There. Cate could see it. She knew her sister so well that she could distinguish her arrogant indifference from evading an issue.
‘I want to know what happened,’ said Cate quickly. ‘And you might as well tell me everything because Nick’s already told me.’
Serena seemed to twitch awake as if she’d been given an adrenalin shot. ‘Oh, and what’s Nick told you?’ she said haughtily.
‘He told me about David.’
‘Oh, what does Nick Douglas know about anything?’ said Serena, tying her cotton gown around her more protectively. Serena was an actress. She was a good liar: convincing, manipulative, natural. But Cate could see a look of pure guilt painted on her face. Not obvious, more soft and subtle like a watercolour, but it was there nonetheless.
‘David went to see Nick yesterday after the wedding. He told him,’ said Cate with false knowingness in her voice.
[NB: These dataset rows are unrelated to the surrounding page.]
PR #1444, opened 2025-08-06
RUST-2245 Implement GSSAPI auth support for Windows

mattChiaravalloti:
This PR implements GSSAPI auth support for Windows as described by the [spec](https://github.com/mongodb/specifications/blob/master/source/auth/auth.md#gssapi). Similar to the Linux and Mac implementation in #1413, this one took longer than expected. In the end, it turned out that the `sspi` crate was not as amenable to this task as initially thought at scope time. I decided to attempt to implement this using the native Windows api (via `windows-sys`) and modeling it _exactly_ off of `libmongoc` since I know the C implementation works. Of course, that results in a bit more C-style code than Rust-style code, but after several weeks of investigating and implementing, this is finally working.

I updated the GSSAPI codepath to share common code between Linux/Mac and Windows as much as possible. I only separated out the platform-specific implementations and guarded each with the relevant `cfg` attributes.

This PR also updates the e2e tests to run on Windows. I observed this implementation passing my local testing on a Windows host, and the e2e tests passing on [this patch](https://spruce.mongodb.com/version/6893a446ba5677000783105c/tasks?sorts=STATUS%3AASC%3BBASE_STATUS%3ADESC). I anticipate the evergreen patch associated with this PR to succeed off the bat, as well.


.evergreen/config.yml
```diff
@@ -1405,7 +1413,7 @@ functions:
       type: test
       params:
         binary: bash
-        working_dir: ${PROJECT_DIRECTORY}
+        working_dir: src
```
mattChiaravalloti, line 1417: Using `${PROJECT_DIRECTORY}` on `windows-64-vs2017-small` was causing "working_dir could not be found" errors. I checked the rest of `config.yml` and it seems like the majority of `working_dir` values are set to `src`. I only chose `${PROJECT_DIRECTORY}` initially since I based this function on the aws auth functions.

.evergreen/run-gssapi-tests.sh
```diff
@@ -16,50 +16,56 @@ FEATURE_FLAGS+=("gssapi-auth")
...
-  $SASL_DOMAIN = $SASL_REALM
-" > krb5.conf
-
-export KRB5_CONFIG=krb5.conf
-
-# Authenticate the user principal in the KDC before running the e2e test
-echo "Authenticating $PRINCIPAL"
-echo "$SASL_PASS" | kinit -p $PRINCIPAL
-klist
+if [[ "Windows_NT" != "$OSTYPE" ]]; then
```
mattChiaravalloti: I will add a comment that explains `kinit`/`kdestroy` and other krb5 setup is not required on Windows.

Cargo.toml
```diff
@@ -235,6 +234,13 @@ features = ["serde", "serde_json-1"]
 rustdoc-args = ["--cfg", "docsrs"]
 all-features = true
 
+# Target-specific dependencies for GSSAPI authentication
```
mattChiaravalloti, line 237: To be honest, I've never had to do this before in a `Cargo.toml` file so I'm not sure if this is the idiomatic way.

src/client/auth/gssapi/mod.rs
```diff
@@ -54,11 +58,20 @@ pub(crate) async fn authenticate_stream(
...
 
     let user_principal = credential.username.clone();
-    let (mut authenticator, initial_token) =
-        GssapiAuthenticator::init(user_principal, properties.clone(), &hostname).await?;
-
+    let service_principal = properties.service_principal_name(&hostname, user_principal.as_ref());
     let source = credential.source.as_deref().unwrap_or("$external");
 
+    #[cfg(target_os = "windows")]
+    let (mut authenticator, initial_token) = windows::SspiAuthenticator::init(
```
mattChiaravalloti: As you see in the `windows.rs` file, I created the `SspiAuthenticator` struct to mirror the `GssapiAuthenticator` struct. It has the same interface (although I did not go so far as to make them both implement a common trait since they'll never be compiled together). This allowed the core authentication steps in this function to remain unchanged.

src/client/auth/gssapi/mod.rs
```diff
@@ -220,98 +219,11 @@ impl GssapiAuthenticator {
...
-    }
-
-    fn is_complete(&self) -> bool {
-        self.is_complete
+        service_principal
     }
 }
 
-async fn canonicalize_hostname(
+pub(crate) async fn canonicalize_hostname(
```
mattChiaravalloti: Ah this was more relevant when I made `canonicalize_hostname` calls in the child modules; I'll revert this to private.

src/client/auth/gssapi/nix.rs
```diff
@@ -0,0 +1,108 @@
+use cross_krb5::{ClientCtx, InitiateFlags, K5Ctx, PendingClientCtx, Step};
```
mattChiaravalloti, line 1: This file is essentially just cut-pasted from the original `gssapi.rs` file. The only notable change is a minor tweak to the function signatures: they are no longer marked as `async` since that is not required. I left that in basically by accident after doing all the refactoring and trial-and-erroring the first time around.

src/client/auth/gssapi/windows.rs
```diff
@@ -0,0 +1,408 @@
...
+
+pub(super) struct SspiAuthenticator {
+    cred_handle: Option<SecHandle>,
+    ctx_handle: Option<SecHandle>,
+    auth_complete: bool,
+    service_principal: Vec<u16>,
+    user_principal: String,
+}
+
+impl SspiAuthenticator {
```
mattChiaravalloti, line 46: This is the core implementation for the SSPI auth protocol on Windows. It is based **heavily** on [the C implementation](https://github.com/mongodb/mongo-c-driver/blob/3385ba9c2251ec184e23c12559796ce49d667c88/src/libmongoc/src/mongoc/mongoc-sspi.c#L170). I truly tried (for weeks) to get a higher level, more Rust-like library to work first. At the end of the day, though, the best way to do this was to resort to the low-level Windows API. It is a bit harder to read, but fortunately the SSPI api is not something that changes often (or will/should change in the future). The C implementation has been largely untouched for years and it still works!

src/client/auth/gssapi/windows.rs
```diff
@@ -0,0 +1,408 @@
...
+            Ok(result_buf)
+        }
+    }
+
+    pub(super) fn is_complete(&self) -> bool {
+        self.auth_complete
+    }
+}
+
+impl Drop for SspiAuthenticator {
```
mattChiaravalloti, line 399: Required since these handles are set and used basically exclusively in `unsafe` blocks.

mattChiaravalloti:
> Is it possible to make exceptions to the `semgrep` policy to allow for the use of these `unsafe` blocks, or will we need to get rid of them?

I investigated further and am not confident SSPI support can be implemented the way our drivers require if we do not use these `unsafe` blocks.

There are limited crate options for kerberos auth. We've ruled out `libgssapi-sys`/`libgssapi`/`cross-krb5` since they rely on MIT KRB5. I discovered `sspi` is insufficient for our needs (it is incapable of producing the token types needed for MongoDB's SASL auth flow when using `GSSAPI`). Looking through crates.io, there are not any other viable candidates for this, so the `windows` crate is likely our best option.

Using the native Windows API inherently requires `unsafe` code. Hopefully we can make an exception for this. I know in the ODBC driver, we have some required `unsafe` code that is permitted.

abr-egn:
> > Is it possible to make exceptions to the `semgrep` policy to allow for the use of these `unsafe` blocks, or will we need to get rid of them?
> 
> I investigated further and am not confident SSPI support can be implemented the way our drivers require if we do not use these `unsafe` blocks.
> 
> There are limited crate options for kerberos auth. We've ruled out `libgssapi-sys`/`libgssapi`/`cross-krb5` since they rely on MIT KRB5. I discovered `sspi` is insufficient for our needs (it is incapable of producing the token types needed for MongoDB's SASL auth flow when using `GSSAPI`). Looking through crates.io, there are not any other viable candidates for this, so the `windows` crate is likely our best option.
> 
> Using the native Windows API inherently requires `unsafe` code. Hopefully we can make an exception for this. I know in the ODBC driver, we have some required `unsafe` code that is permitted.

I haven't had the chance to look into this PR in detail, but it should work to use a `nosemgrep` comment, we've had to do that in a couple other places in the code base ([example](https://github.com/mongodb/mongo-rust-driver/blob/main/src/client/auth/scram.rs#L320)).  My recollection of the policy (I'll verify later) is that as long as we've investigated and have manually validated that the thing semgrep would complain about is not, in fact, a problem it's fine.

src/client/auth/gssapi/nix.rs
```diff
@@ -0,0 +1,108 @@
...
+
+use crate::{
+    client::auth::GSSAPI_STR,
+    error::{Error, Result},
+};
+
+pub(super) struct GssapiAuthenticator {
```
abr-egn, line 16: Not changed in this PR, but this being a fresh file made me realize - this is only ever either
```
GssapiAuthenticator { pending_ctx: Some(...), established_ctx: None, is_complete: false, ... }
```
or
```
GssapiAuthenticator { pending_ctx: None, established_ctx: Some(...), is_complete: true, ... }
```
right?  That seems like it would be better modeled via a state enum, e.g.
```
enum CtxState {
  Pending(PendingClientCtx),
  Established(ClientCtx),
}

pub(super) struct GssapiAuthenticator {
  ctx: CtxState,
  user_principal: String,
}
```

src/client/auth/gssapi/windows.rs
```diff
@@ -0,0 +1,408 @@
...
+            service_principal,
+            user_principal: user_principal.clone(),
+        };
+
+        let initial_token = authenticator.acquire_credentials_and_init(password)?;
+        Ok((authenticator, initial_token))
+    }
+
+    fn acquire_credentials_and_init(&mut self, password: Option<String>) -> Result<Vec<u8>> {
+        unsafe {
```
abr-egn: I believe the only unsafe portion of this is calling `AcquireCredentialsHandleW`, right?  I'd rather see the `unsafe` blocks as narrowly scoped as possible.

src/client/auth/gssapi/windows.rs
abr-egn: I'm going to have to defer to @kevinAlbs to review the actual semantics of the implementation here :)

src/client/auth/gssapi/nix.rs
mattChiaravalloti: Ah that's a nice refactor. I'll make this change.

src/client/auth/gssapi/windows.rs
mattChiaravalloti: Good point! I started broad to allow for whatever had to be done, but I'll narrow these down now like you suggested 👍

src/client/auth/gssapi/nix.rs
```diff
@@ -0,0 +1,108 @@
...
+            Err(Error::authentication_error(
+                GSSAPI_STR,
+                "Authentication context not initialized",
+            ))
+        }
+    }
+
+    // Perform the final step of Kerberos authentication by gss_unwrap-ing the
+    // final server challenge, then wrapping the protocol bytes + user principal.
+    // The resulting token must be sent to the server.
```
pmeredit, line 87: This is like a monad transformer :joy:

.evergreen/config.yml
kevinAlbs: Using `src` SGTM. I expect the error on Windows is due to `${PROJECT_DIRECTORY}` being a Cygwin path (e.g. `/cygdrive/c/data/mci/7649/src` rather than `C:\data\mci\7649\src`). I expect the other tasks using `${PROJECT_DIRECTORY}` are not running on Windows.

.evergreen/config.yml
```diff
@@ -274,6 +274,14 @@ buildvariants:
     tasks:
       - test-gssapi-auth
 
+  - name: gssapi-auth-windows
+    display_name: "GSSAPI Authentication - Windows"
+    patchable: true
+    run_on:
+      - windows-64-vs2017-small
```
kevinAlbs:
```suggestion
      - windows-vsCurrent-small
```

Suggest using `windows-vsCurrent-small`. Quoting [Guidelines around Evergreen distros](https://wiki.corp.mongodb.com/spaces/DBDEVPROD/pages/116563465/Guidelines+around+Evergreen+distros):

> All previous windows distros (*-vs2013, *-vs2015, *-vs2017, *-vs2019) are deprecated

A patch build using `windows-vsCurrent-small` appears to [pass](https://spruce.mongodb.com/version/6899e5ad7cef440007d50e60).

src/client/auth/gssapi/mod.rs
isabelatkinson, line 1: This filename should be able to stay the same - we stopped using `mod.rs` files a while ago (https://doc.rust-lang.org/reference/items/modules.html#module-source-filenames)

src/test/auth/gssapi.rs
```diff
@@ -9,6 +9,7 @@ use crate::{
 ///   - auth_mechanism_properties is an optional set of authMechanismProperties to append to the uri
```
kevinAlbs, line 11: Minor: suggest documenting `password_var` and noting why it is Windows-specific:

```rust
///   - password_var is the name of the environment variable that stores the Windows password. Only applies to Windows since GSSAPI on non-Windows obtains credentials through `kinit`.
```

src/client/auth/gssapi/windows.rs
```diff
@@ -0,0 +1,423 @@
...
+        let package_name: Vec<u16> = "kerberos\0".encode_utf16().collect();
+
+        // nosemgrep: rust.lang.security.unsafe-usage.unsafe-usage
+        unsafe {
+            let result = AcquireCredentialsHandleW(
+                std::ptr::null(),
+                package_name.as_ptr(),
+                SECPKG_CRED_OUTBOUND,
+                ptr::null_mut(),
+                if password.is_some() {
```
kevinAlbs, line 117: Suggest documenting why passing credentials is conditioned on the password (the C driver does not have this comment, but it might help future readers).

```suggestion
                if password.is_some() {
                // Only pass credentials if a password is present. See DRIVERS-2180.
```

src/client/auth/gssapi/windows.rs
```diff
@@ -0,0 +1,423 @@
...
+                "Server message is too short",
+            ));
+        }
+
+        let data_ptr = wrap_bufs[1].pvBuffer as *const u8;
+
+        // nosemgrep: rust.lang.security.unsafe-usage.unsafe-usage
+        unsafe {
+            let first_byte = *data_ptr;
+            if (first_byte & 1) == 0 {
```
kevinAlbs: What is this first byte referring to? I did not see this same check in the C driver.

.evergreen/run-gssapi-tests.sh
```diff
@@ -16,50 +16,60 @@ FEATURE_FLAGS+=("gssapi-auth")
...
-
-# Authenticate the user principal in the KDC before running the e2e test
-echo "Authenticating $PRINCIPAL"
-echo "$SASL_PASS" | kinit -p $PRINCIPAL
-klist
+# On Windows, `kinit`/`kdestroy` and other krb5 config settings are
+# not available, nor are they required steps. Windows uses SSPI which
+# is similar to but distinct from (KRB5) GSSAPI. Therefore, we only
+# run the following steps if we are not on Windows.
+if [[ "Windows_NT" != "$OSTYPE" ]]; then
```
kevinAlbs:
```suggestion
if [[ "cygwin" != "$OSTYPE" ]]; then
```

To fix logs [in patch](https://parsley.mongodb.com/evergreen/mongo_rust_driver_gssapi_auth_windows_test_gssapi_auth_patch_3e587b937d1c316eac933be9b7b46037c43895f6_6893a446ba5677000783105c_25_08_06_18_52_04/0/task?bookmarks=0,2165&shareLine=1334):
```
.evergreen/run-gssapi-tests.sh: line 42: kinit: command not found
```

.evergreen/run-gssapi-tests.sh
```diff
@@ -16,50 +16,60 @@ FEATURE_FLAGS+=("gssapi-auth")
...
+  klist
+fi
 
 TEST_OPTIONS=()
 cargo_test test::auth::gssapi_skip_local::with_service_realm_and_host_options
 
-# Unauthenticate
-echo "Unuthenticating $PRINCIPAL_CROSS"
-kdestroy
+if [[ "Windows_NT" != "$OSTYPE" ]]; then
```
kevinAlbs:
```suggestion
if [[ "cygwin" != "$OSTYPE" ]]; then
```

.evergreen/run-gssapi-tests.sh
```diff
@@ -16,50 +16,60 @@ FEATURE_FLAGS+=("gssapi-auth")
...
+fi
 
 # Run end-to-end auth tests for "$PRINCIPAL" user
 TEST_OPTIONS+=("--skip with_service_realm_and_host_options")
 cargo_test test::auth::gssapi_skip_local
 
-# Unauthenticate
-echo "Unauthenticating $PRINCIPAL"
-kdestroy
+if [[ "Windows_NT" != "$OSTYPE" ]]; then
```
kevinAlbs:
```suggestion
if [[ "cygwin" != "$OSTYPE" ]]; then
```

kevinAlbs (commented):
The contribution is much appreciated! I have mostly minor comments and questions.

src/client/auth/gssapi/mod.rs
mattChiaravalloti: Thank you for pointing this out, I updated this to use the appropriate naming conventions.

.evergreen/config.yml
mattChiaravalloti: Thanks for running a patch to confirm `windows-vsCurrent-small` works. Updated to use that in the config file.

src/test/auth/gssapi.rs
mattChiaravalloti: done

src/client/auth/gssapi/windows.rs
mattChiaravalloti: done

.evergreen/run-gssapi-tests.sh
mattChiaravalloti: All 3 of these done -- thanks for catching it.

src/client/auth/gssapi/windows.rs
mattChiaravalloti: We don't do the check in the C driver but I thought we had to do this. Basically, I was trying to confirm that the security layer we get back from the server matches the one we send (1). But on second thought, I don't think that's necessary at all. I just re-read the RFC and took a look through the C code again, and I decided to remove this check. At best it's unnecessary, and at worst it could reject valid server responses.

mattChiaravalloti:
I suspect the "project fails validation: sync with base branch & run `evergreen validate -p <project>`" error is related to the ongoing Github problems. When I ran `evergreen validate` locally just now after merging main, it said the config was valid 👍 We should be able to run this patch whenever Github service is resolved and the evergreen team gives the green light for things to run as expected again.

kevinAlbs (approved):
LGTM!

mattChiaravalloti:
I retagged everyone, but feel free to just take a look at the parts you commented on previously. I know this is a big and confusing PR. Plus, with 4 reviewers on this it could get hectic having too many cooks. Kevin's LGTM on the core functionality will be the primary indicator this is ready to merge 👍 Thanks for all the review and guidance on this one.

abr-egn (approved):

isabelatkinson (approved):

PR #1445, opened 2025-08-07
RUST-2078 Support QE with bulk write

isabelatkinson:


src/bson_util.rs
```diff
@@ -246,6 +248,49 @@ pub(crate) fn get_or_prepend_id_field(doc: &mut RawDocumentBuf) -> Result<Bson>
...
+pub(crate) trait RawDocumentCollection: Default {
+    /// Calculates the total number of bytes that would be added to a collection of this type by the
+    /// given document.
+    fn bytes_added(index: usize, doc: &RawDocumentBuf) -> Result<usize>;
+
+    /// Adds the given document to the collection.
+    fn push(&mut self, doc: RawDocumentBuf);
+
+    /// Adds the collection of raw documents to the provided command.
+    fn add_to_command(self, identifier: &'static CStr, command: &mut Command);
```
abr-egn: Extremely minor nit: I don't think this needs the `'static`?

src/operation/bulk_write.rs
```diff
@@ -222,39 +233,104 @@ where
...
                 let namespace_doc = rawdoc! { "ns": namespace.to_string() };
-                let length_added = namespace_doc.as_bytes().len();
-                self.namespaces.push(namespace_doc);
-                let next_index = self.cache.len();
-                self.cache.insert(namespace, next_index);
-                (next_index, length_added)
+                let index = self.cache.len();
+                let bytes_added = T::bytes_added(index, &namespace_doc)?;
+                self.pending_namespace = Some(namespace_doc);
+                self.cache.insert(namespace, index);
```
abr-egn: I know in current usage it doesn't matter because a pending document not being added terminates the outer loop, but it still bugs me that the namespace is added to the cache even if `add_pending` is never called.  Not sure what a good way to fix that would be, though.

src/bson_util.rs
isabelatkinson: it does not, updated!

src/operation/bulk_write.rs
isabelatkinson: updated to defer adding to the cache til `add_pending` is called

PR #1453, opened 2025-08-20
RUST-2264 Fix handling of tlsInsecure in the URI

isabelatkinson:
Fixes handling of the `tlsInsecure` option in a URI. `tlsInsecure=bool` now sets `TlsOptions::allow_invalid_certificates` and `TlsOptions::allow_invalid_hostnames` (if `openssl-tls` is enabled) to the value of `bool`.

Note that `tlsInsecure` can _only_ be set via a URI; the `ConnectionString` and `ClientOptions` types both store the `TlsOptions` type, which only has fields for the more granular options.

### DIFF
--- a/src/client/options.rs
+++ b/src/client/options.rs
@@ -55,6 +55,10 @@ pub(crate) use resolver_config::ResolverConfig;
 
 pub(crate) const DEFAULT_PORT: u16 = 27017;
 
+const TLS_INSECURE: &str = "tlsinsecure";
+const TLS_ALLOW_INVALID_CERTIFICATES: &str = "tlsallowinvalidcertificates";
+#[cfg(feature = "openssl-tls")]
+const TLS_ALLOW_INVALID_HOSTNAMES: &str = "tlsallowinvalidhostnames";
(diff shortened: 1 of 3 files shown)


src/client/options.rs
```diff
@@ -1662,41 +1668,47 @@ impl ConnectionString {
...
-                &key.to_lowercase(),
-                percent_encoding::percent_decode(&value.as_bytes()[1..])
+                &key,
+                percent_encoding::percent_decode(value.as_bytes())
                     .decode_utf8_lossy()
                     .as_ref(),
             )?;
         }
 
+        if keys.contains(TLS_INSECURE) {
```
isabelatkinson, line 1698: See https://github.com/mongodb/specifications/blob/master/source/uri-options/uri-options.md#conflicting-tls-options

We don't currently parse tlsAllowInvalidHostnames (RUST-1896), but I added the logic for it here so that we have the validation once we support the option in the URI.

abr-egn (approved):

kevinAlbs (approved):

PR #1461, opened 2025-08-28
RUST-2190 Remove support for server 4.0

abr-egn:
RUST-2190

Along with removing the test targets and bumping the min wire version, I did a pass to strip out now-unnecessary comments and test checks.

### DIFF
--- a/src/cmap/test/integration.rs
+++ b/src/cmap/test/integration.rs
@@ -17,8 +17,6 @@ use crate::{
     sdam::TopologyUpdater,
     selection_criteria::ReadPreference,
     test::{
-        block_connection_supported,
-        fail_command_supported,
         get_client_options,
         log_uncaptured,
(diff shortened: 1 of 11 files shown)


isabelatkinson (commented):
We should also be able to remove these test checks:

- [transactions support](https://github.com/mongodb/mongo-rust-driver/blob/330ced1002a89804a0ffdd7a484bb35c9623ae17/src/test.rs#L240)
- [block connection support](https://github.com/mongodb/mongo-rust-driver/blob/330ced1002a89804a0ffdd7a484bb35c9623ae17/src/test.rs#L243) (I'm assuming all the 4.2 servers we test against are 4.2.9+)
- [fail command support](https://github.com/mongodb/mongo-rust-driver/blob/330ced1002a89804a0ffdd7a484bb35c9623ae17/src/test.rs#L246)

Serena gazed down at her fingers stretched out in front of her. For a few moments the room fell totally silent.
‘He came on to me, you know,’ she said, looking up suddenly, her eyes blazing defiantly.
The enormity of what had just been said spun around the room. Cate’s breath quickened. Five simple words: ‘He came on to me.’ Me. Serena. Her sister. She felt as if she had been kicked in the chest.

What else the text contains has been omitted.